起き上がるとそこは見覚えのない綺麗な和室だった。

誰かが見つけて運んでくれたのだろうか。

そんなことを考えていると そっ、と襖が開いた。

するとそこに見えたのは私より年下っぽい男の子。

……でもそこの子には耳と尻尾が生えていて。

驚かない筈が無いでしょ、、。

私が言葉も出ずにいると

クス、と笑いをこぼし、その子は口を開いた。

「そんなに見詰めないで下さい」

冗談っぽく笑った後に

「具合の方は大丈夫ですか?」

と続けた。

あまりにも人間らしい素振りに

また少し驚くけれど

「大丈夫」

と答えて相手を見た。

「そうですか。
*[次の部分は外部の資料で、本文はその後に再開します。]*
PR #185, opened 2019-09-25
Meeting and brand name subjects

warrd:
### Issues

https://github.com/wellcometrust/platform/issues/3633
https://github.com/wellcometrust/platform/issues/3634

### Description

Add "meeting" (as `Meeting`) and "brand name" (as `Concept`) subjects from marc fields 611 / 652.

### DIFF
--- a/pipeline/transformer/transformer_sierra/src/main/scala/uk/ac/wellcome/platform/transformer/sierra/transformers/subjects/SierraMeetingSubjects.scala
+++ b/pipeline/transformer/transformer_sierra/src/main/scala/uk/ac/wellcome/platform/transformer/sierra/transformers/subjects/SierraMeetingSubjects.scala
@@ -27,19 +27,24 @@ object SierraMeetingSubjects
 
   val subjectVarFields = List("611")
 
+  val labelSubfields = List("a", "b", "c")
+
   def getSubjectsFromVarFields(bibId: SierraBibNumber,
                                varFields: List[VarField]) =
-    varFields.map { varField =>
-      val label = createLabel(varField, subfieldTags = List("a", "c", "d"))
-
-      val subject = Subject(
-        label = label,
-        concepts = List(Unidentifiable(Meeting(label = label)))
-      )
-
-      varField.indicator2 match {
-        case Some("0") => identify(varField.subfields, subject, "Meeting")
-        case _         => Unidentifiable(subject)
+    varFields.flatMap { varField =>
+      createLabel(varField, subfieldTags = List("a", "c", "d")) match {
+        case "" => None
+        case label =>
+          val subject = Subject(
+            label = label,
+            concepts = List(Unidentifiable(Meeting(label = label)))
+          )
+          Some(
+            varField.indicator2 match {
+              case Some("0") => identify(varField.subfields, subject, "Meeting")
+              case _         => Unidentifiable(subject)
+            }
+          )
       }
     }
 }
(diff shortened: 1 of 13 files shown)


pipeline/transformer/transformer_sierra/src/main/scala/uk/ac/wellcome/platform/transformer/sierra/transformers/subjects/SierraMeetingSubjects.scala
```diff
@@ -0,0 +1,50 @@
...
+// Use MARC field "611".
+//
+// *  Populate the platform "label" with the concatenated values of
+//    subfields a, c, and d.
+//
+// *  Populate "concepts" with a single value:
+//
+//    -   Create "label" from subfields a, c and d
+//    -   Set "type" to "Meeting"
+//    -   Use subfield 0 to populate "identifiers", if present.  Note the
```
jamesgorrie: This comment doesn't look like it's been implemented below?

pipeline/transformer/transformer_sierra/src/main/scala/uk/ac/wellcome/platform/transformer/sierra/transformers/subjects/SierraSubjectsTransformer.scala
```diff
@@ -0,0 +1,53 @@
...
+    *
+    */
+  def createLabel(varField: VarField, subfieldTags: List[String]): String =
+    varField.subfields
+      .filter { subfield =>
+        subfieldTags.contains(subfield.tag)
+      }
+      .sortBy { _.tag }
+      .map { _.content }
+      .mkString(" ")
```
jamesgorrie: I thought we weren't meant to be adding any values? Does the marc fields not already contain ` `?

pipeline/transformer/transformer_sierra/src/test/scala/uk/ac/wellcome/platform/transformer/sierra/transformers/subjects/SierraMeetingSubjectsTest.scala
```diff
@@ -0,0 +1,120 @@
...
+      ),
+      Unidentifiable(
+        Subject(
+          label = "Second",
+          concepts = List(Unidentifiable(Meeting(label = "Second")))
+        )
+      )
+    )
+  }
+}
```
jamesgorrie: We could wrap most these tests up into 1 table driven test.
If we're worried about the logging, we should probably try to fix the logging with the table test libs we use.

pipeline/transformer/transformer_sierra/src/main/scala/uk/ac/wellcome/platform/transformer/sierra/transformers/subjects/SierraSubjectsTransformer.scala
warrd: Not sure I understand. This method already existed [here](https://github.com/wellcometrust/catalogue/blob/master/pipeline/transformer/transformer_sierra/src/main/scala/uk/ac/wellcome/platform/transformer/sierra/transformers/subjects/SierraOrganisationSubjects.scala#L76-L77), I have just moved it up to the base trait.

It concatenates the content of various subfields into a single label (which we seem to do all over the place in the transformer)

pipeline/transformer/transformer_sierra/src/test/scala/uk/ac/wellcome/platform/transformer/sierra/transformers/subjects/SierraMeetingSubjectsTest.scala
warrd: Agree that these tests maybe a bit verbose, but still not convinced that table driven tests are the way to go. Each of the tests are actually testing different things, so even if the structure of the tests is similar I reckon makes sense to have separate unit tests.

PR #187, opened 2019-09-27
SierraQueryOps helpers in the transformation code

warrd:
This introduces some extra operations (kind of a mini DSL) to help transformation of the sierra data, replacing the existing `MarcUtils` mixin.

IMO it makes the transformation code clearer than before, and is often more succinct.

For example:

```scala
// Before

val physicalDescriptionFields = List(
    "300" -> "a",
    "300" -> "b",
    "300" -> "c",
    "563" -> "a"
  )
physicalDescriptionFields
  .flatMap {
    case (tag, subfieldTag) =>
      getMatchingSubfields(
        bibData = bibData,
        marcTag = tag,
        marcSubfieldTag = subfieldTag
      )
  }
  .map(_.content) match {
  case Nil      => None
  case contents => Some(contents.mkString("\n"))
}

// After

bibData
  .subfieldsWithTags(
    "300" -> "a",
    "300" -> "b",
    "300" -> "c",
    "563" -> "a"
  )
  .contentString("\n")
```


pipeline/transformer/transformer_sierra/src/main/scala/uk/ac/wellcome/platform/transformer/sierra/source/SierraQueryOps.scala
```diff
@@ -0,0 +1,95 @@
+package uk.ac.wellcome.platform.transformer.sierra.source
+
+
+trait SierraQueryOps {
+
+  implicit class BibDataOps(bibData: SierraBibData) {
+
+    def varfields: List[VarField] = bibData.varFields
```
jamesgorrie: Why `def`?

warrd: :thinking: not sure, will make it `val`

pipeline/transformer/transformer_sierra/src/main/scala/uk/ac/wellcome/platform/transformer/sierra/transformers/SierraCiteAs.scala
```diff
@@ -1,12 +1,17 @@
...
 
-object SierraCiteAs extends SierraTransformer with MarcUtils {
+object SierraCiteAs extends SierraTransformer with SierraQueryOps {
 
   type Output = Option[String]
 
   def apply(bibId: SierraBibNumber, bibData: SierraBibData) =
-    getFirstSubfieldContent(bibData, "524", "a")
+    bibData
+      .subfieldsWithTag("524" -> "a")
```
jamesgorrie: I'm sure I will get used to it, but having an API where you have same named method `subfieldsWithTag` used to get subfields of a certain `MarcField` in the `BibData`, and also from a `VarField`seems odd.

Would it be clearer to have something like `bibData.varfield("524").subfields("a")`?

jamesgorrie: Hold up - I realise this would defeat the point of making this more succinct.
Annoyingly the only thing I can think of it to make the name clearer* - but like I said, I'll get used to it.

* `bibData.varFieldsWithSubFieldsWithTag`?

warrd: The less succinct version is already supported like this:

```scala
bibData
    .varfieldsWithTag("524")
    .subfieldsWithTag("a")
```

However when there are multiple tags you want to capture, such as in

```scala
bibData
  .subfieldsWithTags(
    "300" -> "a",
    "300" -> "b",
    "563" -> "a"
  )
```

That wouldnt work and would have to do a `flatMap` yourself.

:thinking: I agree the naming slightly confusing, but not sure the longer name is ideal either as makes an expression consisting of a few chained operators quite a mouthful to read.

I'm tempted to do have a more generic name in this case, such as using `querySubfields` or `queryVarfields`. What do you think?

jamesgorrie: I think 1 issue is using the word `tags` - it's something that only applies to subfields, but we could drop it all together as we would say "varfield 260, subfield a". I think the word tag appeared as that's what it looks like in the sierra data:

```
{
  "subfields": {
    "tag": "a",
    "content": "halo halo"
  }
}
```

If the `BibData` was the only thing you gave a query DSL - you could then reduce it to two methods (naming will be verbose to get the point across):
```scala
type VarfieldAndSubfieldTuple = (String, String)
def getSubfields(varfieldAndSubfieldTuple: VarfieldAndSubfieldTuple*): List[MarcSubfield]`
def getVarfields(varfield: String*): List[Varfield]
```

Would that cover all use cases?

warrd: > If the BibData was the only thing you gave a query DSL - you could then reduce it to two methods 

I'm not sure how that suggestion would work. The DSL methods should be available at all levels as it's kind of the whole point that there are methods available for `BibData` / `List[VarField]` / `List[MarcSubfield]` and what makes it usable.

> I think 1 issue is using the word tags - it's something that only applies to subfields,

Doesn't `tag` apply to `VarField` in addition to `MarcSubfield`? (they have fields `marcTag` and `tag` respectively).

Options so far:

* `subfieldsWithTag`  / `varfieldsWithTag`
* `getSubfields` / `getVarfields`
* `querySubfields` / `queryVarfields`

I kind of prefer `query` than `get` as less overloaded than `get` for the datatype we are operating on (`List`), and  using `get` can lead to strange phrasings (e.g. say you had a `varfields` list you wanted to filter, would the operation be `varfields.getVarfields("500", "501")` / `varfields.get("500", "501")`? neither makes much sense).

warrd: Another option would be to provide an interface like this:

```scala
bibData.query {
  varfieldTag("500") -> subfieldTag("a")
}

bibData.query {
  varfieldTag("246") && indicator2("6")
}
```

Would be more extendable and expressive than what I have done so far.

jamesgorrie: > I'm not sure how that suggestion would work. The DSL methods should be available at all levels as it's kind of the whole point that there are methods available for BibData / List[VarField] / List[MarcSubfield] and what makes it usable.

My thoughts were that we don't really seem to use these methods on anything but the `BibData` and we either want returned a `List[Varfield]` or a `List[Subfield]` - but maybe I was wrong about that.

> I kind of prefer query than get as less overloaded than get for the datatype we are operating on (List)

I just thought get was more standard, and combined with what you are getting in the method name, it's feels expressive. `query` feels like we're offering more than we are - bikeshedding completely here.  

Another concern is adding implicit complexity over using just simple `List`s for what seems to be a couple of times where we need more than 1 `Varfield` with different `Subfield`s.

I am also not working on this code however, so if it makes it easier and more clear, go for It.

warrd: > My thoughts were that we don't really seem to use these methods on anything but the BibData and we either want returned a List[Varfield] or a List[Subfield] - but maybe I was wrong about that.

Yeh they are not just used on that, agree would make sense to just define the methods on `BibData` directly if that was the case

> Another concern is adding implicit complexity over using just simple Lists for what seems to be a couple of times where we need more than 1 Varfield with different Subfields.

Unfortunately using implicits is the only way of adding extra methods to already defined types in scala (other languages, such as rust, it is much nicer to do this). It does add a bit of complexity in the implementation, but makes the transformers much simpler to read, so agree it is a trade off. It is not just a few places but a repeating pattern in 10+ transformers.

Take your point about `query` being unrepresentative, so just gonna merge as is for now.

PR #190, opened 2019-10-01
[WIP] Structured Note type

warrd:
### Issue

https://github.com/wellcometrust/platform/issues/3909

### Description

Instead of just storing notes as strings, we include information about the type of note that is stored. For example

```js
// notes
[
  {
    "content": "note content",
    "type": "GeneralNote"
  },
  ...
]
```

Currently the mapping is:

[`500` "general note"](https://www.loc.gov/marc/bibliographic/bd500.html) -> `GeneralNote`
[`501` "with note"](https://www.loc.gov/marc/bibliographic/bd501.html) -> `GeneralNote`?
[`504` "bibliography etc, note"](https://www.loc.gov/marc/bibliographic/bd504.html) -> `BibliographicalInformation`?
[`518` "date/time and place of event note"](https://www.loc.gov/marc/bibliographic/bd518.html) -> `TimeAndPlaceNote`?
[`536` "funding information note"](https://www.loc.gov/marc/bibliographic/bd536.html) -> `FundingInformation`?
[`545` "biographical or historical data"](https://www.loc.gov/marc/bibliographic/bd545.html) -> `BibliographicalInformation`?
[`547` "former title complexity note"](https://www.loc.gov/marc/bibliographic/bd547.html) -> `GeneralNote`?
[`562` "copy and version identification note"](https://www.loc.gov/marc/bibliographic/bd562.html) -> `GeneralNote`?

There are also upcoming notes fields (used primarily for audiovisual works):

[`505` "formatted contents note"](https://www.loc.gov/marc/bibliographic/bd500.html) -> `ContentsNote`?
[`508` "creation / production credits note"](https://www.loc.gov/marc/bibliographic/bd501.html) -> `CreditsNote`?
[`511` "participant or performer note"](https://www.loc.gov/marc/bibliographic/bd501.html) -> `CreditsNote`?

For reference [here](https://gist.github.com/warrd/8a904f02d3eee5a78601de886091cddb) is the analysis of different notes  fields.

### DIFF
--- a/common/internal_model/src/main/scala/uk/ac/wellcome/models/work/internal/Note.scala
+++ b/common/internal_model/src/main/scala/uk/ac/wellcome/models/work/internal/Note.scala
@@ -5,3 +5,9 @@ sealed trait Note {
 }
 
 case class GeneralNote(val content: String) extends Note
+
+case class BibliographicalInformation(val content: String) extends Note
+
+case class FundingInformation(val content: String) extends Note
+
+case class TimeAndPlaceNote(val content: String) extends Note
--- a/common/internal_model/src/main/scala/uk/ac/wellcome/models/work/internal/Note.scala
+++ b/common/internal_model/src/main/scala/uk/ac/wellcome/models/work/internal/Note.scala
@@ -1,0 +1,7 @@
+package uk.ac.wellcome.models.work.internal
+
+sealed trait Note {
+  val content: String
+}
+
+case class GeneralNote(val content: String) extends Note
--- a/common/elasticsearch/src/main/scala/uk/ac/wellcome/elasticsearch/WorksIndex.scala
+++ b/common/elasticsearch/src/main/scala/uk/ac/wellcome/elasticsearch/WorksIndex.scala
@@ -32,6 +32,12 @@ object WorksIndex {
       keywordField("id")
     )
 
+  val notes = objectField("notes")
+    .fields(
+      keywordField("type"),
+      englishTextField("content")
+    )
+
   def location(fieldName: String = "locations") =
     objectField(fieldName).fields(
       keywordField("type"),
@@ -170,7 +176,7 @@ object WorksIndex {
       language,
       location("thumbnail"),
       textField("edition"),
-      englishTextField("notes"),
+      notes,
       englishTextField("dissertation"),
       englishTextField("locationOfOriginal"),
       englishTextField("citeAs"),
--- a/common/internal_model/src/main/scala/uk/ac/wellcome/models/Implicits.scala
+++ b/common/internal_model/src/main/scala/uk/ac/wellcome/models/Implicits.scala
@@ -25,6 +25,7 @@ import uk.ac.wellcome.models.work.internal.{
   Location,
   MaybeDisplayable,
   MergeCandidate,
+  Note,
   Period,
   Person,
   PhysicalLocation,
@@ -36,7 +37,7 @@ import uk.ac.wellcome.models.work.internal.{
   UnidentifiedInvisibleWork,
   UnidentifiedRedirectedWork,
   UnidentifiedWork,
-  WorkType,
+  WorkType
 }
 import uk.ac.wellcome.models.transformable.SierraTransformable
 import uk.ac.wellcome.models.transformable.SierraTransformable._
@@ -52,6 +53,7 @@ object Implicits {
   // flamegraphs using the scalac-profiling plugin. See this blog post for
   // info: https://www.scala-lang.org/blog/2018/06/04/scalac-profiling.html
 
+  implicit val _dec01: Decoder[Note] = deriveDecoder
   implicit val _dec02: Decoder[SourceIdentifier] = deriveDecoder
   implicit val _dec03: Decoder[Identifiable[AbstractConcept]] = deriveDecoder
   implicit val _dec04: Decoder[Unidentifiable[AbstractConcept]] = deriveDecoder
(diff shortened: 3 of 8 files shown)


common/internal_model/src/main/scala/uk/ac/wellcome/models/work/internal/Note.scala
```diff
@@ -0,0 +1,26 @@
+package uk.ac.wellcome.models.work.internal
+
+import io.circe.{Encoder, Decoder}
+
+sealed trait NoteType
+
+case class Note(content: String, noteType: NoteType)
+
+object NoteType {
```
jamesgorrie: [I think using the `withDescriminator` set here](https://github.com/wellcometrust/scala-json/blob/master/src/main/scala/uk/ac/wellcome/json/JsonUtil.scala#L15-L16), circe will do this automagically.

https://circe.github.io/circe/codecs/adt.html#the-future

warrd: :thinking: to do it like that the code would be more like this:

```scala
sealed trait Note {
  val content: String
}

case class GeneralNote(val content: String) extends Note
```

which would serialise to:

```scala
case class GeneralNote(val content: String) extends Note

{
  "content": ".. note content ..",
  "type": "GeneralNote"
}
```

I agree much better to use the inbuilt serialisation rather than having to implement ourselves. I think I did it this way as was thinking of cases where we encounter a note type we don't recognise (the `Unknown` above), which would happen if we decided to remove a type but still had data in the index. It would error with the default behaviour, but maybe over thinking things and don't need to handle such cases.

jamesgorrie:
Is there a reason we sometime postfix the type with `Note` and sometimes not?

common/internal_model/src/main/scala/uk/ac/wellcome/models/work/internal/Note.scala
jamesgorrie: Yea, we shouldn't have types we don't recognise in the data - I would really like to avoid that situation, and having a hard error would handle that.

The data and model should always reflect each other, and if we have to remove a type, part of that would be thinking about what we do with the data.

warrd:
> Is there a reason we sometime postfix the type with Note and sometimes not?

I just chose names that I thought were readable and made sense. These are just preliminary names as was waiting for input from you and @jtweed

jtweed:
Do we want to create this proliferation of types?

Or do something a bit more like we do with work types and location types?

Ie. Have a single `Note` type, give it `noteType` property and then give those an `id` like `funding-information`?

I think I might prefer that. Thoughts?

jamesgorrie:
Another example would be language - I think this makes sense and is more inline with what we have.

We could also have `{ "type": "Note", "content": "stuff" }` and not have an ID on there for now - but as we have it maybe it's a matter of putting it there and seeing if it get's used.

warrd:
>  Ie. Have a single Note type, give it noteType property and then give those an id like funding-information?

So what it is currently:

```json
{
  "content": "...",
  "type": "FundingInformation"
}
```

What it would be with this change:

```json
{
  "content": "...",
  "noteType": "funding-information"
}
```

These are pretty similar for users of the API, and I would implement both these in the same way on the backend (just generate the "funding-information" label slightly differently). Is this mainly an issue with the use of the field name `type`, which has special significance elsewhere in the model?

warrd:
Or you mean like this?

```json
{
  "content": "...",
  "noteType": {
    "id": "funding-information",
  }
```

warrd:
After chat with @jtweed there are a few options for this:

```js
// Option 1
"notes": [
  {
    "content": "This short film shows footage of a Brazilian settlement",
    "noteType": { "id": "contents-note", "type": "NoteType" },
    "type": "Note"
  },
  {
    "content": "Time start: 00:00:00:00",
    "noteType": { "id": "contents-note", "type": "NoteType" },
    "type": "Note"
  },
  {
    "content": "Time end: 00:09:23:00",
    "noteType": { "id": "contents-note", "type": "NoteType" },
    "type": "Note"
  },
  {
    "content": "No production credits.",
    "noteType": { "id": "credits-note", "type": "NoteType" }
  }
]

// Option 2
"notes": {
  "contents-note": [
    {
      "content": "This short film shows footage of a Brazilian settlement",
      "type": "Note"
    },
    {
      "content": "Time start: 00:00:00:00",
      "type": "Note"
    },
    {
      "content": "Time end: 00:09:23:00",
      "type": "Note"
    }
  ],
  "credits-note": [
    {
      "content": "No production credits.",
      "type": "Note"
    }
  ]
}

// Option 3
"notes": [
  {
    "noteType": { "id": "contents-note", "type": "NoteType" },
    "type": "Note",
    "contents": [
      "This short film shows footage of a Brazilian settlement",
      "Time start: 00:00:00:00",
      "Time end: 00:09:23:00"
    ]
  },
  {
    "noteType": { "id": "crerdits-note", "type": "NoteType" },
    "type": "Note",
    "contents": [
      "No production credits."
    ]
  }
]
```

Any thoughts @jamesgorrie @jtweed?

jtweed:
I like the last one. It allows us to group things together a bit more easily and should still be easy to render.

@jamesgorrie what do you think, esp about the `contents` name. That's the only bit I'm not so sure about.

warrd:
I agree nicer to group them together, and option 3 doesn't require the user of the API to know the particular note type ids (i.e. the second option is more likely for consumers to hardcode `notes["contents-note"]`, which makes it harder to change names etc).

The name `contents` isn't great (`data` probably too vague too?). Another potential problem with option 3 is that an item of type `Note` is not actually a single note, but a group of notes, which is a bit deceiving. Maybe not a major issue though.

warrd:
This could potentially deal with some of the issues I mentioned above?

```json
"notes": [
  {
    "id": "contents-notes",
    "type": "NoteCategory",
    "items": [
      {
        "content": "This short film shows footage of a Brazilian settlement",
        "type": "Note"
      },
      {
        "content": "Time start: 00:00:00:00",
        "type": "Note"
      },
      {
        "content": "Time end: 00:09:23:00",
        "type": "Note"
      }
    ]
  },
  {
    "id": "credits-notes",
    "type": "NoteCategory",
    "items": [
      {
        "content": "No production credits.",
        "type": "Note"
      }
    ]
  }
]
```

PR #194, opened 2019-10-03
add genre aggregations

jamesgorrie:
~I don't really like the way we deserialise to `AggregatedGenre`, and convert to `Genre`.~

~I might move the logic into `Aggregations` so that that case class(`AggregateGenre`) never leaks from there.~ 

I've moved the logic into 1 place, not massively happy with it - but at least it;'s contained and the rest of the app does the same as before.


api/api/src/main/scala/uk/ac/wellcome/platform/api/models/Aggregation.scala
```diff
@@ -3,39 +3,61 @@ package uk.ac.wellcome.platform.api.models
...
+              genres = genres,
               productionDates = getAggregation[Period](date)
             )
           )
+        }
       }
       .getOrElse { None }
 
+  def convertAggregationData[T, V](maybeAgg: Option[Aggregation[T]],
+                                   c: T => V): Option[Aggregation[V]] =
```
warrd: I reckon `convert` or something else less vague might be a better var name for this?

api/api/src/main/scala/uk/ac/wellcome/platform/api/models/DisplayAggregations.scala
```diff
@@ -48,7 +48,9 @@ object DisplayAggregations {
       workType = displayAggregation(aggs.workType, DisplayWorkType.apply),
       productionDates =
         displayAggregation(aggs.productionDates, DisplayPeriod.apply),
-      genre = None
+      genres = displayAggregation(
+        aggs.genres,
+        (g: Genre[Displayable[AbstractConcept]]) => DisplayGenre(g, false))
```
warrd: If `includesIdentifiers` default to `false`, then could just put `DisplayGenre.apply` here? Which would make it a bit easier to read imo

jamesgorrie: Yea, I was trying not to let the somewhat strange code of the aggregations meddle with code elsewhere.

I wondered if not having the default in the case class made the code more explicit around the code base.

By setting the default to false, it feels like we're expressing that they dont normally have them, and on special situations they do. 

So I didn't want to make that implication for the sake of readability in 1 place. 

But I've probably completely over thought that.

warrd: In that case, this potentially more readable, but just as bad??

```scala
genres = displayAggregation[Genre[Displayable[AbstractConcept]], DisplayGenre](
  aggs.genres,
  DisplayGenre(_, false)
)
```

api/api/src/main/scala/uk/ac/wellcome/platform/api/models/Aggregation.scala
jamesgorrie: ✨

PR #197, opened 2019-10-07
[WIP] Deploy pipeline with new Sierra data

warrd:


pipeline/terraform/main.tf
```diff
@@ -38,3 +38,44 @@ module "catalogue_pipeline_20190916" {
...
+    "${local.sierra_merged_bibs_topic_name}",
+
+    "${local.sierra_merged_items_topic_name}",
+  ]
+  miro_adapter_topic_names = [
+    "${local.miro_reindexer_topic_name}",
+    "${local.miro_updates_topic_name}",
+  ]
+  # Elasticsearch
+  es_works_index = "v2-20191007"
```
jamesgorrie: We sometimes add a few words saying why we created the new index...  not sure if that's actually useful though.

warrd: I don't find it particularly useful (might be useful immediately after creating a new index, but generally not important why the index was originally created a few weeks down the line). Have already run a full reindex on this, so don't think it is worth changing now, but happy to add a suffix on future ones.

jamesgorrie: 💯 Was just a note which made me realise I was following blindly.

なら俺についてきて下さい。
“朔様がお呼びです”」

“さくさま”そう呼ばれた人はここの偉い人なのかな。

そう考えながら立ち上がり

恐る恐る男の子について行った。

1つの部屋の前に来ると男の子が

「朔様、お連れしました」

と声を掛けた。

すると中から「ありがとう、通して」

と穏やかな声が聞こえた。

男の子が襖を開けると、そこには

____私が夢に見るあの人がいたのだった。